PR #1037, opened 2021-02-28
Use node.append(child) instead of node.appendChild(child)

skanne:
Hi Jorge,

similar to [PR 1036](https://github.com/jorgebucaran/hyperapp/pull/1036) I suggest replacing node.appendChild(child) with node.append(child). Difference explained here: https://dev.to/ibn_abubakre/append-vs-appendchild-a4m.

Benefit: 5 characters/bytes of code less.

Regards,
Sven

### DIFF
--- a/index.js
+++ b/index.js
@@ -114,7 +114,7 @@ var createNode = (vdom, listener, isSvg) => {
   }
 
   for (var i = 0; i < vdom.children.length; i++) {
-    node.appendChild(
+    node.append(
       createNode(
         (vdom.children[i] = maybeVNode(vdom.children[i])),
         listener,


jorgebucaran:
Since `append()` accepts plain DOMStrings, I wonder if it's possible to take advantage of that around here:

https://github.com/jorgebucaran/hyperapp/blob/9df1acafc0d5ac488e52ad92df4bdb47c4a40fcb/index.js#L131-L136

jorgebucaran:
Since [`append()`](https://developer.mozilla.org/en-US/docs/Web/API/ParentNode/append) accepts plain DOMStrings, I wonder if it's possible to take advantage of it around here:

https://github.com/jorgebucaran/hyperapp/blob/9df1acafc0d5ac488e52ad92df4bdb47c4a40fcb/index.js#L131-L136

skanne:
Possibly. I'll spend some time on this and find out. I do see some potential around https://github.com/jorgebucaran/hyperapp/blob/9df1acafc0d5ac488e52ad92df4bdb47c4a40fcb/index.js#L105-L110 and https://github.com/jorgebucaran/hyperapp/blob/9df1acafc0d5ac488e52ad92df4bdb47c4a40fcb/index.js#L117-L123

But I need to wrap my head around it. High noon for me to try to understand all inner workings of Hyperapp's core. (Code comments would help, but are non-existent. Are you planning on documenting the core?)

jorgebucaran:
> High noon for me to try to understand all inner workings of Hyperapp's core.

What do you need help with?

skanne:
Well, I need to walk through the code and see what happens. Never bothered to fully understand the concept of patching.

lawrence-dol:
It would seem to me that here, as with #1036 the more generic function is likely to be less performant. At the least, it must inspect argument types and branch, whereas the dedicated function for Nodes expects a Node.

skanne:
The performance difference really is neglible IMO. See https://www.measurethat.net/Benchmarks/Show/9176/0/js-append-vs-appendchild

sergey-shpak:
@skanne performance difference is about 12%, which is not critical for custom usage, but not for hyperapp(superfine)

PR #1038, opened 2021-03-05
Replace .map for .forEach in packages/navigation

loteoo:
Very small change but it bothered me enough to open a PR 🙊


jorgebucaran:
I actually prefer `map()` over `forEach()`. So, no thanks! 🙉

PR #1045, opened 2021-04-05
Types: enable definite payloads

zaceno:
The current types require my actions to handle the eventuality that the payload might be undefined. Even when that can't happen. For example the following example is perfectly valid and would run just fine:

```ts
import { h, text, app } from "hyperapp"

type State = { inputText: string }

const HandleInput = (state: State, event: Event) => ({
    ...state,
    inputText: (event.target as HTMLInputElement).value,
})

let node = document.getElementById("app")
node &&
    app({
        node,
        init: { inputText: "" },
        view: state =>
            h("main", {}, [
                h("input", {
                    type: "text",
                    value: state.inputText,
                    oninput: HandleInput,
                }),
            ]),
    })

```

but typescript complains about it:

Screenshot 2021-04-05 at 20 15 35

This pull request changes it so that there is no error.

### DIFF
--- a/index.d.ts
+++ b/index.d.ts
@@ -74,7 +74,7 @@ declare module "hyperapp" {
   type Action<S, P = any> = ActionTransform<S, P> | ActionWithPayload<S, P>
   type ActionTransform<S, P = any> = (
     state: State<S>,
-    payload?: Payload<P>
+    payload: Payload<P>
   ) => State<S> | StateWithEffects<S> | Action<S>
   type ActionWithPayload<S, P> = [ActionTransform<S, P>, Payload<P>]
 


jorgebucaran (approved):

jorgebucaran:
Unrelated, but why are you doing weird things like:

```js
let node = document.getElementById("app")
node &&
```

icylace:
@jorgebucaran @zaceno What about using actions in `init:` or direct dispatching from within effecters and subscribers?  Event handlers aren't the only places actions get used.

zaceno:
@icylace sure that's true. Actions could get dispatched in a variety of ways with a variety of payload types (or none). But that's no different than how any typed function _could_ be called with any kind of arguments –– even in ways it doesn't support –– and that's what the types are for.  So I guess I don't really see what you're warning about. Could you give a concrete example?

icylace:
If payload is required, then `init: (state = "hi") => state` is invalid.

icylace:
What a discussion on Discord!  I guess TypeScript acts in funny ways !

jorgebucaran:
TL;DR

I like to think about `init` as a _dispatchable_. That's exactly how Hyperapp uses it to start your app. It's essentially `dispatch(init)`.

zaceno:
To summarize the parts of the discord discussion (those parts relevant to this PR) for posterity:

this

```ts
app<string>({
  init: (state = "hi") => state,
  view: text,
  node: document.body,
})
```

Actually works with no errors. Even though the action does not take a payload, it is still recognized as an action by typescript because: https://github.com/Microsoft/TypeScript/wiki/FAQ#why-are-functions-with-fewer-parameters-assignable-to-functions-that-take-more-parameters

There's more to be said about the typing of `init` (I like the "dispatchable" concept too but I think there's even more to it, that is special for `init` maybe). _But_ I think we're in agreement that this PR is ok.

○ ○ ○

§ Assigned task: Copy out every line from the data above that has "children" in it.

§ Solution below:
   for (var i = 0; i < vdom.children.length; i++) {
         (vdom.children[i] = maybeVNode(vdom.children[i])),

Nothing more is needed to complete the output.